PR #4059, opened 2020-05-07
[ripgrep] Update to 12.0.1

vincowl:


uberhacker:
Whoa!  What's up with the huge version jump?  Thank you for the update @vincowl!

vincowl:
Absolutely no idea ! It's a dependency to doom emacs. Still trying to find a dev environment which allows me to handle different languages and docs writing, and that would not be a pain in the arse as I disconnect the Chromebook from its dock to work outside. I have troubles with codium with several plugins. Graphical ides crashes as the Chromebook enters sleep mode due to sommelier's bug. So it finally reduces the choice to vim or emacs and their "forks" like neovim, spacevim, spacemacs and doomemacs. Nothing better than tests to choose.

uberhacker:
Sounds like good packages to add to Chromebrew.

vincowl:
Sure. I can package these tools. How should we process with doomemacs for instance ? It acts like an upper layer to emacs so maybe create a doomemacs package depending on gemacs which depends on emacs ? But doomemacs has its own upgrade system and seems to have left the GitHub release workflow for a while.... This would surely lead to a package that will be a pain to maintain.

Same thing with eclipse that can be installed as a simple copy/paste as long as jdk8 is installed. Easy to package, but this implies to maintain things we have no way to control releases and which may break at any moment. And we have no added value here.

What's the philosophy here ?

uberhacker:
All good questions.  You would have to experiment and find out what works best.  Keep in mind that most Chromebooks have lower end resources so the package should be minimal and efficient, if possible.

vincowl:
In fact I already made my opinion : no added value with a package, no release, it has its own upgrade system, so it should live aside chromebrew, not inside.  So, no package. Maybe more a word in a wiki article.

Codium or filezilla are border line to me for instance. They have their own update mechanism, so no need of a chromebrew one. But, chromebrew has an added value since it's not so easy to install and there are releases provided by their developers. So we can be sure our package won't break easily, aside dependencies upgrades troubles.

PR #4068, opened 2020-05-09
Update brackets from 1.14.1 to 1.14.1-1

uberhacker:
Tested on x86_64.  Fixes issue where aarch64 and armv7l users install all the dependencies only to be told their architecture is not supported.  Also simplified the logic.


cstrouse:
I can confirm the ARM stuff is fixed but don't have an x86_64 device with GUI environment to test otherwise.

PR #4069, opened 2020-05-10
Add check for package compatibility

uberhacker:
This PR will be difficult to review since it touches all packages.  The idea here is to provide package compatibility for specific architectures since not all packages are compatible with all architectures.  It also solves the issue of installing all dependencies for a package only to be told later the package is not available.  I took this time to clean up some packages as well since if I need to edit each file, might as well, right? :)


cstrouse:
Sounds like a good time to get the CI setup.

uberhacker:
Should I just close this @cstrouse?

uberhacker:
@cstrouse: The longer this sits here, the more times I have to update due to resolve conflicts when new PRs are merged.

######

*What to work on*: Every line containing the string "that" is required; copy each such line from the data.

*Reply*:
Absolutely no idea ! It's a dependency to doom emacs. Still trying to find a dev environment which allows me to handle different languages and docs writing, and that would not be a pain in the arse as I disconnect the Chromebook from its dock to work outside. I have troubles with codium with several plugins. Graphical ides crashes as the Chromebook enters sleep mode due to sommelier's bug. So it finally reduces the choice to vim or emacs and their "forks" like neovim, spacevim, spacemacs and doomemacs. Nothing better than tests to choose.
Sure. I can package these tools. How should we process with doomemacs for instance ? It acts like an upper layer to emacs so maybe create a doomemacs package depending on gemacs which depends on emacs ? But doomemacs has its own upgrade system and seems to have left the GitHub release workflow for a while.... This would surely lead to a package that will be a pain to maintain.
Same thing with eclipse that can be installed as a simple copy/paste as long as jdk8 is installed. Easy to package, but this implies to maintain things we have no way to control releases and which may break at any moment. And we have no added value here.
All good questions.  You would have to experiment and find out what works best.  Keep in mind that most Chromebooks have lower end resources so the package should be minimal and efficient, if possible.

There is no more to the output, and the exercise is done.